In this post, we will look at Three Insightful Methods for Causal Analysis.  Only three?!  If you search online, you will probably find eight methods coming up:

  • Pareto Charts;
  • Failure Mode and Effect Analysis (FMEA);
  • Five Whys;
  • Ishikawa Fishbone Diagram;
  • Fault Tree Analysis;
  • 8D Report Template Checklist;
  • DMAIC Template; and
  • Scatter Diagrams.

However, not all these methods are created equal!  Only some provide real insight to the challenge of causal analysis.  So, I’ve picked the best ones – based on my 25 years’ experience in system safety – and put them in this post.

What are Causes and Why are They Important?

Before we go any further, I just want to explain some basic terms.  When we’re doing safety analysis we have hazards and as the sort of bow tie diagram suggests, one hazard can have many causes and one hazard can have many consequences.

The Accident Sequence Illustrated.

Now, some of those consequences will be harmless but some may result in harm to people. And that progression from causes to hazards to consequences is known as an accident sequence. We tend to Okay? So we’re looking at the worst-case scenario where somebody gets hurt.

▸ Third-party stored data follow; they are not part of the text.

PR #1511, opened 2025-12-01
Chore: Install and configure hmpps npm-script-allowlist

froddd:
https://github.com/ministryofjustice/hmpps-typescript-lib/tree/main/packages/npm-script-allowlist

This configures some safer defaults for NPM, ensuring only explicitly allowed packages can run postinstall scripts.


robanderson-moj (approved):
👍

PR #1512, opened 2025-12-01
Ensure unit test future date is in future

froddd:
A unit test was setting a future date of `2025-12-01`, which happens to be today. As a result, the test started failing.

This PR ensures the date used in the unit test is always a future date.


robanderson-moj (approved):
Looks good

PR #1524, opened 2025-12-12
HAAR-3945: 🔧 Move hmpps-auth to ghcr

simon-mitchell:


froddd (approved):
Yep, thanks! Good to merge

PR #734, opened 2020-03-29
HDDS-3240. Improve write efficiency by creating container in parallel

runzhiwang:

**What's the problem ?**

Now follower cannot create container until leader finish creating container. But follower and leader can create container in parallel when leader can  getCachedStateMachineData from cache, rather than in sequential.

**Why leader and follower create container in sequential now ?**

1.  From the code,  the [future thread](https://github.com/apache/hadoop-ozone/blob/master/hadoop-hdds/container-service/src/main/java/org/apache/hadoop/ozone/container/common/transport/server/ratis/ContainerStateMachine.java#L672) do `getCachedStateMachineData ` in `readStateMachineData `and the [future thread](https://github.com/apache/hadoop-ozone/blob/master/hadoop-hdds/container-service/src/main/java/org/apache/hadoop/ozone/container/common/transport/server/ratis/ContainerStateMachine.java#L459) do `createContainer` in `writeStateMachineData `are the same [thread](https://github.com/apache/hadoop-ozone/blob/master/hadoop-hdds/container-service/src/main/java/org/apache/hadoop/ozone/container/common/transport/server/ratis/ContainerStateMachine.java#L505). Because `writeStateMachineData  `called before `readStateMachineData`. So leader must wait `createContainer `finish then `getCachedStateMachineData `and append logs to the follower, so follower must wait leader finish `createContainer`.  

2. From the jaeger UI, you can also see follower create container after leader finishing it currently.
image

**How to improve it ?**

1. This order can be improved by distinguishing the thread used by `getCachedStateMachineData `  and `createContainer `, and  [data = readStateMachineData(requestProto, term, logIndex)](https://github.com/apache/hadoop-ozone/blob/master/hadoop-hdds/container-service/src/main/java/org/apache/hadoop/ozone/container/common/transport/server/ratis/ContainerStateMachine.java#L619)  use same thread with `createContainer `. If [stateMachineDataCache.get(logIndex)](https://github.com/apache/hadoop-ozone/blob/master/hadoop-hdds/container-service/src/main/java/org/apache/hadoop/ozone/container/common/transport/server/ratis/ContainerStateMachine.java#L617) does not return null,  leader can get stateMachineData from cache and need not wait `createContainer` finish, thus leader and follower can be independent. But if it return null, leader must finish `createContainer `and then apennd logs to the follower, so I think [data = readStateMachineData(requestProto, term, logIndex)](https://github.com/apache/hadoop-ozone/blob/master/hadoop-hdds/container-service/src/main/java/org/apache/hadoop/ozone/container/common/transport/server/ratis/ContainerStateMachine.java#L619) should use the same thread with `createContainer` rather than the whole [getCachedStateMachineData](https://github.com/apache/hadoop-ozone/blob/master/hadoop-hdds/container-service/src/main/java/org/apache/hadoop/ozone/container/common/transport/server/ratis/ContainerStateMachine.java#L614)

2. From the jaeger UI, you can see leader and follower create container in parallel.
image

https://issues.apache.org/jira/browse/HDDS-3240

## How was this patch tested?

Existed UT and IT


hadoop-hdds/container-service/src/main/java/org/apache/hadoop/ozone/container/common/transport/server/ratis/ContainerStateMachine.java
```diff
@@ -664,12 +689,12 @@ private ByteString getCachedStateMachineData(Long logIndex, long term,
...
                 getCachedStateMachineData(entry.getIndex(), entry.getTerm(),
                     requestProto));
-          } catch (IOException e) {
+          } catch (Exception e) {
             metrics.incNumReadStateMachineFails();
             future.completeExceptionally(e);
           }
           return future;
-        }, getChunkExecutor(requestProto.getWriteChunk()));
+        }, getReadChunkExecutor(requestProto.getWriteChunk()));
```
adoroszlai: Instead of introducing another set of executors for read chunk operation, can the cache lookup be executed in the per-container executor returned by `getCommandExecutor`?

runzhiwang: @adoroszlai  Thank you very much. I will try it.

bshashikant: I think, lookUp from the cache can be done in the same thread where readStateMachineData is called. I don't think there is a need here to delegate the cache lookup to a different thread. Reading and writing from the disk can be done using the same set of chunk executor threads.

runzhiwang: @adoroszlai  How do you think of @bshashikant 's advice ? I think it's also reasonable, because lookup from cache is so fast, there is no need to do it in another thread.

adoroszlai: Sounds good.

runzhiwang:
@adoroszlai @bshashikant Could you help review it again.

(It’s not really the focus of this post, but the test for a hazard is it’s necessary for the accident. If there’s no hazard, there’s no accident. Once the hazard is present, nothing else weird or unusual needs to happen. For the accident to occur. So, the hazard is both necessary and sufficient.)

I’ve mentioned consequences, but today we’re talking about causes. So, we will analyze the left-hand side of the bow tie.

Three Insightful Causal Analysis Methods

Pareto Analysis

So, let’s start with a Pareto Analysis. I suspect most of us have seen this before. If we look at the causes of a certain outcome. What we often find is that a few causes are dominant.

An Example of a Pareto Chart.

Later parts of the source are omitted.